┏━━

PR #247, opened 2026-01-29
Link Blend Flat won't link to the already linked collection

moonyuet:
## Changelog Description
This PR is to make sure Link Blend Flat won't link to the already linked collection again and error out as `bpy.op.wm.link` is already set the active_collection to True

n/a

## Testing notes:
1. Load asset from Link Blend Flat 
2. Should be working


LiborBatek (approved):
I have tested with both Link loaders and all good!

LGTM

PR #248, opened 2026-01-30
Link Blend Flat: Improve Regex to find the collection name

moonyuet:
## Changelog Description
- Support to load collection where the project has folder name which starts/ends with number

┗━━

• _Problem to solve_:
Return all lines above that mention the word "with".

• _Response area_:
I have tested with both Link loaders and all good!
- Support to load collection where the project has folder name which starts/ends with number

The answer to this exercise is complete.